How Google Impacts SF Rental Housing Stock

Does Google, whose headquarters are in Palo Alto, CA, have any real impact on the value of property in San Francisco? Most would think no, especially if we don’t own a spectacular luxury home that some tech exec would want to snatch up. But, the answer is actually yes, Google does impact property values: the value of multi-unit residential income properties. And so does Yahoo!. And so does Apple. Let’s look at how.

Google, Yahoo! and Apple all offer their employees a shuttle service from various locations in San Francisco to their corporate campuses. Shuttle stop locations are based on employee feedback of where in San Francisco they most want to live and on how easy the location is for the shuttle buses to access. These two factors have raised apartment rents in areas that otherwise would lag behind tonier blocks in specific neighborhoods. It is often an unsuspected boon to multi-family property owners, who then see their market rate rents (what prospective tenants are willing to pay) soar.
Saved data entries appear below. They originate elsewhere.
PR #803, opened 2024-08-13
Some system settings are not allowed during the IPXE installation

votdev:
**Problem:**
We have an allow list in the installer: https://github.com/harvester/harvester-installer/blob/14913a95dc7cd28585814b52393285fb376a9b99/pkg/config/config.go#L41 to validate if provides a valid setting, but the list doesn't catch up the changes in the [harvester backend side](https://github.com/harvester/harvester/blob/0fa939f85ea57148160b9bd5fa48125906e97c5e/pkg/settings/settings.go#L22).

**Solution:**
Add the missing supported system settings.

**Related Issue:**
https://github.com/harvester/harvester/issues/6329

**Test plan:**
Do an IPXE Install and add a missing system setting like `auto-rotate-rke2-certs`. The installation should not fail.

This can be done easily by adding the setting to the file [vagrant-pxe-harvester/ansible/roles/harvester/templates/config-create.yaml.j2](https://github.com/harvester/ipxe-examples/blob/62e9d9086451dcdc9ae9b15b3f903cd2a7f2017b/vagrant-pxe-harvester/ansible/roles/harvester/templates/config-create.yaml.j2#L41)


bk201 (approved):

Vicente-Cheng (approved):
lgtm, thanks!

bk201:
@mergifyio backport v1.4 v1.3

PR #884, opened 2024-11-26
Persist the bridge-nf-call-iptables across rke2 restart

mingshuoqiu:
The bridge-nf-call-iptables should be disabled by network-controller. But rke2 will toggle it back to enable. Need to make sure it stays at disabled.

**Problem:**
https://github.com/harvester/harvester/issues/7041

**Solution:**
persist the bridge-nf-call-iptables across rke2 restart

**Related Issue:**
https://github.com/harvester/harvester/issues/3960

**Test plan:**

### DIFF
--- a/package/harvester-os/files/etc/systemd/system/rke2-agent.service.d/override.conf
+++ b/package/harvester-os/files/etc/systemd/system/rke2-agent.service.d/override.conf
@@ -4,3 +4,4 @@ Wants=time-sync.target
 
 [Service]
 ExecStartPre=/usr/sbin/harv-update-rke2-server-url agent
+ExecStartPost=/sbin/sysctl -w net.bridge.bridge-nf-call-iptables=0
--- a/package/harvester-os/files/etc/systemd/system/rke2-server.service.d/override.conf
+++ b/package/harvester-os/files/etc/systemd/system/rke2-server.service.d/override.conf
@@ -4,3 +4,4 @@ Wants=time-sync.target
 
 [Service]
 ExecStartPre=/usr/sbin/harv-update-rke2-server-url server
+ExecStartPost=/sbin/sysctl -w net.bridge.bridge-nf-call-iptables=0


w13915984028 (commented):
How about another 2 options? thanks.

```
sysctl -a | grep bridge
net.bridge.bridge-nf-call-arptables = 1
net.bridge.bridge-nf-call-ip6tables = 1
net.bridge.bridge-nf-call-iptables = 0
```

https://wiki.libvirt.org/Net.bridge.bridge-nf-call_and_sysctl.conf.html

starbops (approved):
Looks like this is the only way to cope with the issue right now. The kernel tunable is hardcoded to `1` in k3s: https://github.com/k3s-io/k3s/blob/55cda2200e0f3e670970b044871f9ea09134cff6/pkg/agent/syssetup/setup.go#L48

LGTM, thank you.

mingshuoqiu:
There will be a side effect that the `net.bridge.bridge-nf-call-iptables` needs to be 1 when RKE2 lauched at the very first time after boot. So I have to add more logic to make sure the `net.bridge.bridge-nf-call-iptables` is already touched by network-controller first.

bk201 (approved):

mingshuoqiu:
> How about another 2 options? thanks.
> 
> ```
> sysctl -a | grep bridge
> net.bridge.bridge-nf-call-arptables = 1
> net.bridge.bridge-nf-call-ip6tables = 1
> net.bridge.bridge-nf-call-iptables = 0
> ```
> 
> https://wiki.libvirt.org/Net.bridge.bridge-nf-call_and_sysctl.conf.html

The `ip6tables` doesn't take effect since we support IPv4 only now.
the `arptables` is for ARP packet which won't affect the HTTP(s) traffic in this case.
I'll leave them as-is.

w13915984028 (approved):
LGTM, thanks.

bk201:
@mingshuoqiu The PR needs to be backported to the v1.4/v1.3 branch before moving the [issue](https://github.com/harvester/harvester/issues/7044) to ready for testing.

mingshuoqiu:
[@Mergifyio](https://github.com/Mergifyio) backport to v1.4.x

mingshuoqiu:
[@Mergifyio](https://github.com/Mergifyio) backport v1.3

Take Pacific Heights, for example. Six years ago, finding a rental on the east side of Fillmore Street was comparatively easier and cheaper than finding one to the west. With elegant lobbies, large units (often exceeding 850 sq ft), and elevator service in most buildings, the multi-unit properties between Jackson and California streets on the east side of Fillmore historically catered to “dog owner” renters taking advantage of lower rents and proximity to Lafayette Park. That changed when shuttle commute began. The Google shuttle pick-up at the corner of Gough and Sacramento streets has changed the rental dynamic of Pacific Heights, producing a lower vacancy rate, faster turnover, and higher rents than the east side of Fillmore has seen in the last 5 years. A friend who left her Franklin Street (at Sacramento St) apartment 5 years ago was paying $1800 per month. Today, the same building is boasting a similar unit for rent floor for $2450, 26.5% higher, despite the soft economy. Rental rates on both sides of Fillmore Street these days are equal. Sales of multi-unit buildings in this area are now relatively non-existent: the last building to sell near the Lafayette Park Google shuttle with more than 5 units was back in 2007.

This type of market shift has happened all over the city. Relocation agents have told me that new Google employees overwhelmingly state that being within a 10 minute walk to a shuttle is their primary housing objective. As employees saturate their own shuttle areas, demand forces Google to improve service by adding shuttle locations. Google last year added 3 shuttle stops in San Francisco. Each time a new shuttle stop is established, it has a positive impact on income property revenue within a 4-6 block walking radius.

When investing in a multi-unit income property, it is important to research not only the property’s current financials, but also who your potential renters will be. Are you close to a hospital? A university? A Google or Yahoo! shuttle stop? How close is the commercial corridor and public transit? Answering these questions can help you determine the desirability of your location, estimate future income, and minimize the risk of your long-term investment.

1 comment:

Jo said...

I think most people would agree that when investing in a multi-unit income property, it is important to research not only the property’s current financials, but also who your potential renters will be.